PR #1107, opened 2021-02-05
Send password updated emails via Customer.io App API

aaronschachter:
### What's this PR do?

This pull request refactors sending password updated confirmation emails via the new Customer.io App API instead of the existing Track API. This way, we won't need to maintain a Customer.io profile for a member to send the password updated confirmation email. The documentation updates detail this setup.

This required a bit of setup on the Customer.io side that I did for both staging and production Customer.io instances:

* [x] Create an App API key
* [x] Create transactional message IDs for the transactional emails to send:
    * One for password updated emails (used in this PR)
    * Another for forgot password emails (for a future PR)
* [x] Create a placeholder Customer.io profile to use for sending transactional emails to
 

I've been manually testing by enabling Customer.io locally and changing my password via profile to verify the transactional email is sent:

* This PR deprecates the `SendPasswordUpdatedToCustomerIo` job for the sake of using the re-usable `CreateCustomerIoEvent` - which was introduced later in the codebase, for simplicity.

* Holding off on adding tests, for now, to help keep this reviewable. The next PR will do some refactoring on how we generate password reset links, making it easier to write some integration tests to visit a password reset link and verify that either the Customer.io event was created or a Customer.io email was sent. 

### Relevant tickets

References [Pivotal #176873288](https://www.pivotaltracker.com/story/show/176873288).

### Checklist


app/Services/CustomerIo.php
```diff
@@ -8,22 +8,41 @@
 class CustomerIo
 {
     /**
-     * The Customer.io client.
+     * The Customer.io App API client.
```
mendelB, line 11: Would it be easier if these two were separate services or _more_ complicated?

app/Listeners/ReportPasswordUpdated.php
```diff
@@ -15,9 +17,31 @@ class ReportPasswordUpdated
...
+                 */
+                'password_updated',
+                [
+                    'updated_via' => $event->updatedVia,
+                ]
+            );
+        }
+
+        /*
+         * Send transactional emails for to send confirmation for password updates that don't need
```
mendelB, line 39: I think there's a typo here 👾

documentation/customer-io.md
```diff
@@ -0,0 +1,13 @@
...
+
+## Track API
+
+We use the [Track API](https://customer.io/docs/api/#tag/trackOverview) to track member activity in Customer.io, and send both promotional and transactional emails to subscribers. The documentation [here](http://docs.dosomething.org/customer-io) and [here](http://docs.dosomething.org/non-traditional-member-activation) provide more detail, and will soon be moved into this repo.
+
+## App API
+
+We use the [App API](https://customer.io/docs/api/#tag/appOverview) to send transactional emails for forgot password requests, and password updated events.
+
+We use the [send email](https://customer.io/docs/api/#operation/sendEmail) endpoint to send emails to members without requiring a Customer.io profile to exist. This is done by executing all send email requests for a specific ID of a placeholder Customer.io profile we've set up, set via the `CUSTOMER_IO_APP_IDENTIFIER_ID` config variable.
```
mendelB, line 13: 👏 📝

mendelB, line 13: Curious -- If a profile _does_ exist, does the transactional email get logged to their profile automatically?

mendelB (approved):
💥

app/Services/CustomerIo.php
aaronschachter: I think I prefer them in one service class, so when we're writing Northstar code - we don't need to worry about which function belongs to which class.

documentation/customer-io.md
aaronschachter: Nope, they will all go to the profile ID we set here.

• • •

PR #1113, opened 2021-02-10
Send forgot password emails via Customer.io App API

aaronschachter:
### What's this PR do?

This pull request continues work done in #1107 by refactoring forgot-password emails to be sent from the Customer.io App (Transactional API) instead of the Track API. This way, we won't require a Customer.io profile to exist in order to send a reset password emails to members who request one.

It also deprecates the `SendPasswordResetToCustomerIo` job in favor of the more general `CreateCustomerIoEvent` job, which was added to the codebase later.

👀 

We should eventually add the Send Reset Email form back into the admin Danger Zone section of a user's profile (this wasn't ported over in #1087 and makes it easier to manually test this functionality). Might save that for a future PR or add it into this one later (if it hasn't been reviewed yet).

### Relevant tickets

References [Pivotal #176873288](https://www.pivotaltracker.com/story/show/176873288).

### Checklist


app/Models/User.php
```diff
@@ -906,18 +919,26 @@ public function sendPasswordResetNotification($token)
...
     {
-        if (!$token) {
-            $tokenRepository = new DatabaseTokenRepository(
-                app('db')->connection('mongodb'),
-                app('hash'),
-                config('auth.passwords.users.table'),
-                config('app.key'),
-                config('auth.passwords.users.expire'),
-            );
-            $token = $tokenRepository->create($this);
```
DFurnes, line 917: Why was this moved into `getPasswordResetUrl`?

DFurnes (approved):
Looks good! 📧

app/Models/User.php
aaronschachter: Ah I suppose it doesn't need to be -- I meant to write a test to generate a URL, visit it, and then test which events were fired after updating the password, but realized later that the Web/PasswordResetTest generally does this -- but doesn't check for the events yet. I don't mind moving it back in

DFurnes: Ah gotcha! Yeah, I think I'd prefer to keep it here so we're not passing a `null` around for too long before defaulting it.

• • •

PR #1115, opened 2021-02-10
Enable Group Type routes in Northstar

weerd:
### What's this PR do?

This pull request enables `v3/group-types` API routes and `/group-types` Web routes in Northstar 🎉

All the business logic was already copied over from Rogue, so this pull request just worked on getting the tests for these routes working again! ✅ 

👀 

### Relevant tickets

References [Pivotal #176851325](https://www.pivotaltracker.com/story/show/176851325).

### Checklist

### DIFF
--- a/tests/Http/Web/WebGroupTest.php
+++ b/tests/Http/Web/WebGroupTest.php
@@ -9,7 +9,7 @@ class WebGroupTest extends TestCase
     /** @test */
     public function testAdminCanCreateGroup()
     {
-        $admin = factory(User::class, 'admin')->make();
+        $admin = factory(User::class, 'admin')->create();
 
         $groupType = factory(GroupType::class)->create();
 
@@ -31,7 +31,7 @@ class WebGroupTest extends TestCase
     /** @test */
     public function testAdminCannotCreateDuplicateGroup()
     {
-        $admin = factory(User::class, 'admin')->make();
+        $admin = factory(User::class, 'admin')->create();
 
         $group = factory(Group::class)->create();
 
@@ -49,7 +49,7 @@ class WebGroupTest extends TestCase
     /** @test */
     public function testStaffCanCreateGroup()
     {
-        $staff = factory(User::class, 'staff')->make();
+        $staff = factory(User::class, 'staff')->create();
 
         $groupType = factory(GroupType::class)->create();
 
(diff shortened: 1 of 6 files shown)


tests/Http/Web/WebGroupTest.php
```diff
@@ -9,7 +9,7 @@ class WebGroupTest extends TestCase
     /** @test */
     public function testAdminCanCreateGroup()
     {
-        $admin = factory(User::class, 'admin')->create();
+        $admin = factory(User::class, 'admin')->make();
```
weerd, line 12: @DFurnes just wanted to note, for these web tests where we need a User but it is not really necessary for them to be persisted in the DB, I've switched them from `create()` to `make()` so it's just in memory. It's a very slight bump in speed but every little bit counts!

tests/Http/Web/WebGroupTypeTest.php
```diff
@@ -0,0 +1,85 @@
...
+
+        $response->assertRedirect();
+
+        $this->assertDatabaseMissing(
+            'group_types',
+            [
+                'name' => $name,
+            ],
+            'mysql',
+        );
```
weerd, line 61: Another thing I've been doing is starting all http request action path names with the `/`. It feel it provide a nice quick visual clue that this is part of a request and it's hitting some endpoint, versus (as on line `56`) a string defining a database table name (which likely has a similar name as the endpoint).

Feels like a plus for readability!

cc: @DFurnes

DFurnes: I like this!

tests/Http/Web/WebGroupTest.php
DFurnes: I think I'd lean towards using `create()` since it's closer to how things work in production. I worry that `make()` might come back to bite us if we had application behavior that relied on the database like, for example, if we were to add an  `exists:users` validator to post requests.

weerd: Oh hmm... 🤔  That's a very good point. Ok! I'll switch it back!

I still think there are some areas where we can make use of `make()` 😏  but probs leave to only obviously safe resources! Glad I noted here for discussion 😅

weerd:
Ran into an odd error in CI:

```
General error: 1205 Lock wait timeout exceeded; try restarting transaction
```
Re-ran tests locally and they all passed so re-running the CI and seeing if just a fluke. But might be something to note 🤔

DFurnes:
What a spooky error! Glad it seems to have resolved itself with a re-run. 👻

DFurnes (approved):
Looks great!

• • •

# [BRIEF]
Report each line of the data that includes the string "into".

# [ANSWER BELOW]
+We use the [Track API](https://customer.io/docs/api/#tag/trackOverview) to track member activity in Customer.io, and send both promotional and transactional emails to subscribers. The documentation [here](http://docs.dosomething.org/customer-io) and [here](http://docs.dosomething.org/non-traditional-member-activation) provide more detail, and will soon be moved into this repo.
We should eventually add the Send Reset Email form back into the admin Danger Zone section of a user's profile (this wasn't ported over in #1087 and makes it easier to manually test this functionality). Might save that for a future PR or add it into this one later (if it hasn't been reviewed yet).
DFurnes, line 917: Why was this moved into `getPasswordResetUrl`?
Ran into an odd error in CI:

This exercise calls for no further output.